### Work task
What lines of the data below include the word "meaning"? Report them by copying each.

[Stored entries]
PR #13718, opened 2026-05-19
feat(ingestion): add app root detection

hassiebp:
## Summary

This PR adds an `is_app_root` marker to event ingestion and uses it in the events table root-observation filter.

## Filter behavior

The events sidebar exposes **Is Root Observation** as the visible filter option. Selecting `True` returns observations where either:

- `parent_span_id = ''`, meaning the event has no stored parent pointer, or
- `is_app_root = true`, meaning the SDK explicitly marked this span as an application root even though it may still have an OTEL parent.

The events table stores `parent_span_id` as a non-null `String`, so the app-root-aware predicate is `parent_span_id = '' OR is_app_root = true`.

## Frontend compatibility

### Written answer
- `parent_span_id = ''`, meaning the event has no stored parent pointer, or
- `is_app_root = true`, meaning the SDK explicitly marked this span as an application root even though it may still have an OTEL parent.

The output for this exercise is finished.